### Problem
Leave out every line before the one that contains "you using QB?". Please restate that line and the rest of the data word for word, through the end.

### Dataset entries

PR #2027, opened 2020-01-06
QuickBundles: fix test on order invariance property

koendc:
This allows order variant metrics to work properly

### DIFF
--- a/dipy/segment/clusteringspeed.pyx
+++ b/dipy/segment/clusteringspeed.pyx
@@ -582,7 +582,7 @@ cdef class QuickBundles(object):
         nearest_cluster = self.find_nearest_cluster(self.features)
 
         # Find nearest cluster to s_i_flip if metric is not order invariant
-        if not self.metric.feature.is_order_invariant:
+        if self.metric.feature.is_order_invariant != 0:
             self.metric.feature.c_extract(datum[::-1], self.features_flip)
             nearest_cluster_flip = self.find_nearest_cluster(self.features_flip)
 
--- a/dipy/segment/tests/test_quickbundles.py
+++ b/dipy/segment/tests/test_quickbundles.py
@@ -194,6 +194,19 @@ def test_quickbundles_with_not_order_invariant_metric():
     assert_array_equal(clusters[0].centroid, streamline)
 
 
+def test_quickbundles_with_not_order_invariant_metric_multiple_clusters():
+    metric = dipymetric.AveragePointwiseEuclideanMetric()
+    qb = QuickBundles(threshold=0.1, metric=metric)
+
+    streamline = np.arange(10*3, dtype=dtype).reshape((-1, 3))
+    streamlines = [streamline, streamline[::-1]]
+
+    clusters = qb.cluster(streamlines)
+    assert_equal(len(clusters), 2)
+    assert_array_equal(clusters[0].centroid, streamlines[0])
+    assert_array_equal(clusters[1].centroid, streamlines[1])
+
+
 def test_quickbundles_memory_leaks():
     qb = QuickBundles(threshold=2*threshold)
 


skoudoro:
Thank you for this @koendc!  

Can you add a small test to reproduce this problem or point it on our current test? Thank you!

dipy/segment/clusteringspeed.pyx
```diff
@@ -582,7 +582,7 @@ cdef class QuickBundles(object):
         nearest_cluster = self.find_nearest_cluster(self.features)
 
         # Find nearest cluster to s_i_flip if metric is not order invariant
-        if not self.metric.feature.is_order_invariant:
+        if self.metric.feature.is_order_invariant != 0:
```
skoudoro: I think the test was good before when I look at the docstring just above. Can you explain to us what is wrong?

koendc: This code in the if-block is not executed in case of a non-order_invariant metric like AveragePointwiseEuclideanMetric.

I have added a test that hopefully proves the point :)

skoudoro:
Can you have a look at this PR @MarcCote? this is about `order_invriant` and `quickbundles`.

I would love your opinion 😄!!! Others' opinions are welcomed too!

dipy/segment/clusteringspeed.pyx
MarcCote: @koendc your change is inverting the test condition, i.e. only compute the flip distance if the metric **is** order-invariant. This is not what it should be doing, we want to compute the flip when it **is not** order-invariant. Otherwise, it is just wasting computation as the results between flip and non-flip should be the same.

dipy/segment/tests/test_quickbundles.py
```diff
@@ -194,6 +194,19 @@ def test_quickbundles_with_not_order_invariant_metric():
...
 
+def test_quickbundles_with_not_order_invariant_metric_multiple_clusters():
+    metric = dipymetric.AveragePointwiseEuclideanMetric()
+    qb = QuickBundles(threshold=0.1, metric=metric)
+
+    streamline = np.arange(10*3, dtype=dtype).reshape((-1, 3))
+    streamlines = [streamline, streamline[::-1]]
+
+    clusters = qb.cluster(streamlines)
+    assert_equal(len(clusters), 2)
```
MarcCote: It is not clear to me why you expect two clusters here. Both streamlines are the same, they just start from different ends. If you truly want to differentiate these two streamlines, you don't want to use QuickBundles because QB relies on the flip to merge streamlines correctly (i.e. to form the centroids).

Let me know if I didn't understand what you are trying to accomplish.

skoudoro:
Thank you for the feedback @MarcCote!

By curiosity, how do you setup this variable `is_order_invariant`? is it only by creating a features class?
something like (missing some mandatory function): 

```
class MyFeature(Feature):
    def __init__(self):
        super(MyFeature, self).__init__(is_order_invariant=True)

metric = dipymetric.AveragePointwiseEuclideanMetric(feature=MyFeature())
qb = QuickBundles(threshold=0.1, metric=metric)
```

MarcCote:
Yes, you are correct.

In QuickBundles, we are dealing with clustering of sequences and to build the centroid we need to merge/aggregate data points (i.e. features). Since the data points are sequences their ordering is very important, otherwise you'll end up with centroid that doesn't make sense. For instance, merging `[1, 2, 3]` and `[3, 2, 1]` would result in `[2, 2, 2]` instead of `[1, 2, 3]` or `[3, 2, 1]` (which are equivalent).

I think one shortcoming of the current implementation of QuickBundles is we only support one aggregation method (i.e. point-wise averaging).

While on the subject, a common pitfall with this implementation is using QuickBundles with [MinimumAverageDirectFlipMetric](https://github.com/nipy/dipy/blob/master/dipy/segment/metricspeed.pyx#L289) will not work as expected. This is because MDF is order-invariant  (i.e. the flip is done within the metric calculation), thus QuickBundles won't do the flip check thus resulting in erroneous centroids (i.e. point-wise averaging will use the original ordering of the sequences).

skoudoro:
Thank you for this nice explanation @MarcCote! make sense!

I will close this PR but before that, Do you have any other question @koendc? What is your specific problem? How can we help you?

koendc:
Thank you @MarcCote and @skoudoro to handle this. You can close this PR as it is pointless indeed.

For me, the original ordering of the sequences is important. This can be achieved by simply setting is_order_invariant on the feature to True:

```
feature = ResampleFeature(nb_points=resample_points)
feature.is_order_invariant = True
metric = AveragePointwiseEuclideanMetric(feature=feature)
```

Garyfallidis:
@koendc for which kind of data are you using QB?

koendc:
To cluster GPS data point sequences - basically following the idea described here: https://medium.com/isiway-tech/gps-trajectories-clustering-in-python-2f5874204a53

It works remarkably well. The centroids match the roads even though the signal can be quite noisy.

Garyfallidis:
This is wonderful to hear. QuickBundles for GPS tracking! Thank you guys for sharing, reporting possible issues and of course writing the blog.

### Exercise result
@koendc for which kind of data are you using QB?

koendc:
To cluster GPS data point sequences - basically following the idea described here: https://medium.com/isiway-tech/gps-trajectories-clustering-in-python-2f5874204a53

It works remarkably well. The centroids match the roads even though the signal can be quite noisy.

Garyfallidis:
This is wonderful to hear. QuickBundles for GPS tracking! Thank you guys for sharing, reporting possible issues and of course writing the blog.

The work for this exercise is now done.